PR #6434, opened 2024-01-31
Disambiguate `benchmarks` directory search.

ysiraichi:
Follow-up: #6428

This PR disambiguates `pytorch/benchmarks` directory from `xla/benchmarks` directory. In order to do that without relying on the name of the directory that the repo lives, we look for `benchmarks/dynamo`, instead. Works, since the `dynamo` directory only exists on `pytorch/benchmarks`.

cc @miladm

### DIFF
--- a/benchmarks/torchbench_model.py
+++ b/benchmarks/torchbench_model.py
@@ -193,11 +193,10 @@ class TorchBenchModelLoader(ModelLoader):
     its lists of models into sets of models.
     """
 
-    benchmarks_dir = self._find_near_file(("benchmarks",))
+    benchmarks_dir = self._find_near_file(("benchmarks/dynamo",))
     assert benchmarks_dir is not None, "PyTorch benchmarks folder not found."
 
-    skip_file = os.path.join(benchmarks_dir, "dynamo",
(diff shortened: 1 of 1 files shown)


zpcore (approved):
Thanks, LGTM!

zpcore:
Oh, just noticed that it is still unable to find the `benchmarks/dynamo`, because the file is under `pytorch/`. Let's add 'pytorch/benchmarks' instead... Let me revert this one for now.

ysiraichi:
@zpcore Interesting. How are the repos (PyTorch and PyTorch/XLA) organized in CI (or wherever you are trying to run the benchmarks)?

zpcore:
Hi @ysiraichi , I tried the following organization:
```
|--pytorch
|  --benchmarks
|     --dynamo
|     --...
|--xla
|  --benchmarks  <- I am running under this folder
|      -- 
```
In this case, it will not search under pytorch folder.

ysiraichi:
Hmm... I see. What do you say we leave both of them: `("benchmarks/dynamo", "pytorch/benchmarks")`?

zpcore:
Yes, this should also work. Thanks!

PR #6436, opened 2024-01-31
Remove random tests in test_core_aten_ops

qihqi:
We don't expect torch.rand to produce the same
numbers for 2 devices.


wonjoolee95:
This makes sense, but I think it would be worthwhile to have at least some kind of testing for all core aten ops in our end. So maybe just a execution of the torch_xla version of the op to make sure there is no crash and a lowering exists? Something like: https://github.com/pytorch/xla/pull/6427/files#diff-e64d0ea276eb592135f003cc2a0c5a8d3bda4e8789f19c5ef400c54b56f3abf9. 

But not a blocker, we can merge this first and follow up in a later PR.

wonjoolee95 (approved):

PR #6458, opened 2024-02-02
bring TPU CI bakc to green by reinstall torch/torchvision

ManfeiBai:
the TPU CI has used `package_version` as `2.1.0` for a long time, and we update it to `2.3.0` since PyTorch/XLA has announced 2.2 release

add short term hack `pip3 install --pre torch torchvision torchaudio --index-url https://download.pytorch.org/whl/nightly/cpu` to the TPU CI script to bring TPU CI green before replaced with the new TPU CI

### DIFF
--- a/infra/ansible/config/pip.yaml
+++ b/infra/ansible/config/pip.yaml
@@ -49,6 +49,5 @@ pip:
   # Packages that will be installed with the `--nodeps` flag.
   pkgs_nodeps:
     release_common:
-      - torch
       - torchvision
       - pillow
--- a/infra/ansible/config/pip.yaml
+++ b/infra/ansible/config/pip.yaml
@@ -49,5 +49,6 @@ pip:
   # Packages that will be installed with the `--nodeps` flag.
   pkgs_nodeps:
     release_common:
+      - torch
       - torchvision
       - pillow
--- a/test/tpu/xla_test_job.yaml
+++ b/test/tpu/xla_test_job.yaml
@@ -41,6 +41,7 @@ spec:
     - bash
     - -cxe
     - |
+      # TODO: new TPUCI please remove this short term hack for `RuntimeError: operator torchvision::nms does not exist`
       pip install --pre torch torchvision torchaudio --index-url https://download.pytorch.org/whl/nightly/cu121
       pip install expecttest==0.1.6
       pip install rich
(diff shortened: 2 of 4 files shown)


ManfeiBai:
ok, according to the log of TPUCI(https://github.com/pytorch/xla/pull/6458/checks?check_run_id=21166603603), rename the `package_version` didn't change a lot, the chaneg would only rename the wheel, and this error might be a real error: `RuntimeError: operator torchvision::nms does not exist`

ManfeiBai:
let's build on TPU and test to see whether we could see this failure or not

infra/ansible/config/pip.yaml
```diff
@@ -49,5 +49,6 @@ pip:
   # Packages that will be installed with the `--nodeps` flag.
   pkgs_nodeps:
     release_common:
+      - torch
```
will-cromar, line 52: See this comment: https://github.com/pytorch/xla/pull/6439#pullrequestreview-1856977923

I agree with @vanbasten23's hack in the short term: https://github.com/pytorch/xla/pull/6439#issuecomment-1922481500

Basically, just add `pip3 install --pre torch torchvision torchaudio --index-url https://download.pytorch.org/whl/nightly/cpu` to the TPU CI script. This is going to fail some of the time when the last nightly doesn't include required changes from the current head. But, failing some of the time is better than failing all of the time. TPU CI script: https://github.com/pytorch/xla/blob/master/test/tpu/xla_test_job.yaml

A short term hack is fine, since we're trying to replace the current TPU CI anyway. cc @mbzomowski

ManfeiBai: Thanks, Will, make sense and TPUCI passed with this change: https://github.com/pytorch/xla/runs/21241385079

let's add this short term hack and wait for TPU CI replacement too

test/tpu/xla_test_job.yaml
```diff
@@ -41,6 +41,7 @@ spec:
     - bash
     - -cxe
     - |
+      pip install --pre torch torchvision torchaudio --index-url https://download.pytorch.org/whl/nightly/cu121
```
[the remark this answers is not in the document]
ManfeiBai: Thanks, good point, added comment

PR #6460, opened 2024-02-02
Wrap constant arg in XLAExportInterpreter

lsy323:
If the op spec expects a `Tensor` input, we wrap the python primitive type to a torch.tensor. The dtype for tensor respects `torch.get_default_dtype`.

Without this wrapping, the python float will be wrapped before it enters dispatcher, and it doesn't respect the global default dtype.

With this change, `aten.sub(1.0, x)` and `aten.sub(torch.tensor(1.0), x)` will be the same, when they enters the LTC.

It's still unknown where the scalar constant is wrapped into a tensor in upstream. It should be before it enters dispatcher (By investigation and syncing with PyTorch team).

### DIFF
--- a/torch_xla/stablehlo.py
+++ b/torch_xla/stablehlo.py
@@ -233,23 +233,24 @@ class XLAExportInterpreter(torch.fx.Interpreter):
     new_kwargs = dict(kwargs)
     if 'device' in kwargs:
       new_kwargs['device'] = self._device
-    # Note: Use `_disable_current_modes` to alwasys create constant tensor.
-    # Under `fake_tensor_mode` a fake tensor will be created. This is not a
-    # use case for XLAExportInterpreter right now, adding to be future-proof.
-    with torch.utils._python_dispatch._disable_current_modes():
-      # If the op spec expects a `Tensor` input, we wrap the python float/int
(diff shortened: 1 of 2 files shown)


torch_xla/stablehlo.py
```diff
@@ -233,6 +233,22 @@ def call_function(self, target, args: Tuple, kwargs: Dict) -> Any:
...
+      # If the op spec expects a `Tensor` input, we wrap the python primitive
+      # type to a torch.tensor. The dtype for float respects
+      # `torch.get_default_dtype`. Without this wrapping, the python float
+      # will be wrapped before it enters dispatcher, and it doesn't respect
+      # the global default dtype.
+      args_and_specs = tuple(zip(args, target._schema.arguments))
+      args = tuple(
+          map(
+              lambda arg_spec: torch.tensor(arg_spec[0])
+              if isinstance(arg_spec[0], (float, int, bool)) and type(arg_spec[
```
JackCaoG, line 249: why boolean is also included here? I understand float and int has 64 bit dtype issue but I thought there is only one boolean dtype

lsy323: Makes sense, let me remove bool

JackCaoG (approved):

Work to be completed
In the listing, find every line containing the word "doesn" and list it.

Your response
Basically, just add `pip3 install --pre torch torchvision torchaudio --index-url https://download.pytorch.org/whl/nightly/cpu` to the TPU CI script. This is going to fail some of the time when the last nightly doesn't include required changes from the current head. But, failing some of the time is better than failing all of the time. TPU CI script: https://github.com/pytorch/xla/blob/master/test/tpu/xla_test_job.yaml
Without this wrapping, the python float will be wrapped before it enters dispatcher, and it doesn't respect the global default dtype.
+      # will be wrapped before it enters dispatcher, and it doesn't respect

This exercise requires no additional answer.